Use trash cluster to remove outliers:
The trash cluster is used to collect the peptides that appear not to match any of the motifs being identified. The behaviour of the trash-cluster is identical to any of the other clusters, with the difference that the sequences in the trash cluster do not contribute to the overall score of the system.

Threshold for discarding to trash:
This parameter specifies a baseline on the peptide scores, below which peptides are tossed into the trash cluster. If you believe your data contains some degree of noise, you may experiment with increasing this value and observe how many sequences become filtered out by the trash cluster.


Number of iterations per sequence per temperature step:
This parameter ("I") specificies how long your clustering schedule should be. Note that total number of iterations is the results of "I" multiplied by the number of sequences times the number of temperature steps, and it will increase linearly the execution time.

Initial Monte Carlo temperature:
The temperature is a scalar, lowered by discreet steps as the iterations progress. The temperature influences the probability of accepting or rejecting the moves of the algorith. In the initial iterations (high temperature) the program is free to explore the landscape of solutions, and as the system cools off only moves that increase the energy will be accepted.

Number of temperature steps:
The number of steps in the cooling schedule (starting from the initial temperature specified above).

Interval between Indel moves:
Specifies how often to attempt introducing insertions and deletions (see glossary).
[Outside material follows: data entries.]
PR #1732, opened 2022-12-24
Initialize context.state sooner

### LINKED ISSUE #1646: initialize `context.state` sooner
# Expected Behavior

If there's information I want to be available in every request, I'd like to be able to specify that information when I initialize the app, using `app.context.state`, like so:

```js
const app = new Koa()
app.context.state.prop = true // TypeError: Cannot set properties of undefined (setting 'prop')
app.use(ctx => console.log(ctx.state.prop))
```

Best practice for Koa is to use `context.state` to pass information through middleware, and to use `app.context` add properties used throughout the app, so this seems like the right approach. It's also parallel to the way that I can set `app.locals` in an Express app to make that information available to `res.locals`.

# Actual Behavior

The above code snippet throws a TypeError because `context.state` isn't initialized until the app receives a request, here:

https://github.com/koajs/koa/blob/aa816ca523e0f7f3ca7623163762a2e63a7b0ee3/lib/application.js#L168-L181

The following also doesn't work, because the `state` property gets overridden by the code linked above:

```js
const app = new Koa()
app.context.state = { prop: true }
app.use(ctx => console.log(ctx.state.prop)) // returns undefined
```

# Suggested Solution

Add the `state` property to the [context prototype](https://github.com/koajs/koa/blob/master/lib/context.js) instead of initializing it when a request comes in. Then, in `app.createContext()`, create a new `state` object that only lives for the lifetime of the request, using `app.context.state` as its prototype.

Replace:

https://github.com/koajs/koa/blob/aa816ca523e0f7f3ca7623163762a2e63a7b0ee3/lib/application.js#L179

with:

```js
// context.state = Object.assign({}, context.state) // <- old suggestion
context.state = Object.create(context.state)        // <- this is probably better
```

# Workaround

The workaround is to add the information directly to `app.context` rather than `app.context.state`. However, this is undesirable because it goes against the best practice of using `context.state` to encapsulate state.

```js
const app = new Koa()
app.context.prop = true
app.use(ctx => console.log(ctx.prop)) // returns true
```

I'd be happy to open a PR for this if it's a change you'd like implemented.

krisstern:
Fixes #1646

## Description

Allow context creation an overridable Koa option. 

## Checklist

### DIFF
--- a/lib/application.js
+++ b/lib/application.js
@@ -208,7 +208,7 @@ module.exports = class Application extends Emitter {
     request.response = response
     response.request = request
     context.originalUrl = request.originalUrl = req.url
-    context.state = {}
+    context.state = Object.assign({}, context.state)
     return context
   }
 
--- a/__tests__/context/state.js
+++ b/__tests__/context/state.js
@@ -10,7 +10,7 @@ describe('ctx.state', () => {
     const app = new Koa()
 
     app.use(ctx => {
-      assert.deepStrictEqual(ctx.state, {})
+      assert.deepStrictEqual(ctx.state, this.state || {})
     })
 
     const server = app.listen()
--- a/lib/context.js
+++ b/lib/context.js
@@ -50,6 +50,7 @@ const proto = module.exports = {
       request: this.request.toJSON(),
       response: this.response.toJSON(),
       app: this.app.toJSON(),
+      state: this.state,
       originalUrl: this.originalUrl,
       req: '<original node req>',
       res: '<original node res>',


lib/application.js
```diff
@@ -208,7 +208,7 @@ module.exports = class Application extends Emitter {
     request.response = response
     response.request = request
     context.originalUrl = request.originalUrl = req.url
-    context.state = {}
+    context.state = Object.assign({}, context.state)
```
dwhieb, line 211: It might be better to use `Object.create()` here, to inherit the prototype from `context.state`.

```suggestion
    context.state = Object.create(context.state)
```

dwhieb: Sorry, just saw this PR fail because my suggestion broke it. This should fix it:

```suggestion
    context.state = Object.create(context.state || {})
```

This would be a great place to use [logical nullish assignment](https://developer.mozilla.org/en-US/docs/Web/JavaScript/Reference/Operators/Nullish_coalescing_assignment), but Koa has to support Node v12 which doesn't support that, and I don't think Koa transpiles its code (?), so better safe than sorry.

krisstern: Tried this one locally but some tests are faiiling, still does not work

dwhieb: Huh okay. Sorry for the detour. This still definitely covers the use case. Thanks for tackling this PR!

antaranyan (approved):

antaranyan (changes requested):
Change looks fine for what it does.

Consider asserting this in [context state test](https://github.com/koajs/koa/blob/bec13ecccdf7c734bccd5dd0ee9892621415af41/__tests__/context/state.js).

krisstern:
> Change looks fine for what it does.
> 
> Consider asserting this in [context state test](https://github.com/koajs/koa/blob/bec13ecccdf7c734bccd5dd0ee9892621415af41/__tests__/context/state.js).

Hi @antaranyan Sure, I have just modified the exisitng test for `context` > `state`.

lib/application.js
iwanofski, line 211: The whole point of `ctx.state` as I see it is to ensure there's no state bleed between requests.
As far as I see it, this change defeats this original purpose.

jonathanong:
what's the point of this? why not just make a middleware that does what you want?

dwhieb:
@jonathanong https://github.com/koajs/koa/issues/1646

kevinpeno:
Pending outcome of discussion in #1646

Interval between Single peptide moves:
Specifies how often to attempt moving a sequence between clusters (see glossary).

Interval between Phase shift moves:
Specifies how often to attempt shifting the alignment window of a single cluster.

Background amino acid frequencies:
Construction of PSSMs relies on calculating the frequency of a given residue at a given position, compared to the expected background frequency of that amino acid. You may use a flat background model identical for all amino acids (Flat), a pre-calculated distribution reflecting the relative frequency of each residue in naturally occurring proteins (Pre-calculated Uniprot), or determine the background model directly from the dataset you submitted (From data).

Preference for hydrophobic AAs at P1:
In the special case of MHC class II data, we have previously found helpful to guide the alignment by expressing a preference for hydrophobic residues at the P1 of the alignment.

Sequence weighting type:
Data redundancy may affect the quality of the clustering. You may use an explicit clustering of the sequences in a given group (Clustering), or use a faster heuristic that calculates the degree of variability at each column in the alignment (Heuristic, recommended); you may also disable sequence weighting for downweighting of redundant sequences (None).

3. SUBMIT the job

Click on the "Submit query" button. The status of your job (either 'queued' or 'running') will be displayed and constantly updated until it terminates and the server output appears in the browser window.

At any time during the wait you may enter your e-mail address and simply leave the window. Your job will continue; you will be notified by e-mail when it has terminated. The e-mail message will contain the URL under which the results are stored; they will remain on the server for 24 hours for you to collect them.